Para Oliveira Silva (2007) uma grande dificuldade da clínica psicossocial, realizada por alguns grupos, é a separação realizada entre o social e o psíquico. Para suprir tais dificuldades o autor salienta a proposta da “Intensificação de Cuidados” como forma de trabalhar simultaneamente esses dois elementos numa clínica mais atuante e intensiva. Ressalta ainda que a estruturação psíquica e a pertencimento social são elementos que precisam ser trabalhados de forma integral. A intensificação de cuidados, voltada principalmente para pessoas com histórico de reinternações em hospitais fechados, trabalha a partir das singularidades daqueles que necessitam de cuidados, considerando o contexto social e cultural no qual eles estão inseridos. A ação de diagnosticar é realizada mediante a tentativa de compreender o universo complexo de cada pessoa com suas peculiaridades psíquicas e sociais. Outro foco dessa perspectiva se refere aos investimentos em dispositivos de reinserção social para usuários e familiares acreditando nos benefícios dos vínculos estabelecidos entre eles. A psicose, nessa perspectiva, antes de ser interpretada como doença é vista como um elemento social (OLIVEIRA SILVA, 2007).

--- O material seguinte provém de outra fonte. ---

PR #875, opened 2020-10-17
fix(django): Fix complex either url patterns in Django

ChillarAnand:


untitaker (approved):

untitaker:
Thanks, I think we actually need some matching that cannot be expressed by regex, i.e. actually match open/closing parens, but I think this is good enough.

Can you rebase to fix CI?

untitaker:
Thanks!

A discussão sobre a clínica psicossocial é deveras mais complexa do que o explicitado até aqui. Muitas críticas existem em torno do fato dos CAPS estarem se tornando a referência da Reforma Psiquiátrica. Desinstitucionalizar, como nos afirma Rotelli et. al. (2001), não pode ser compreendido como a simples retirada dos hospitais psiquiátricos e a criação de novos espaços de exclusão. Contudo, acreditamos que dentro dos propósitos de nosso texto as explicitações desenvolvidas são suficientes para embasar nossas discussões. O capítulo a seguir buscará compreender o trabalho em saúde sob outras dimensões.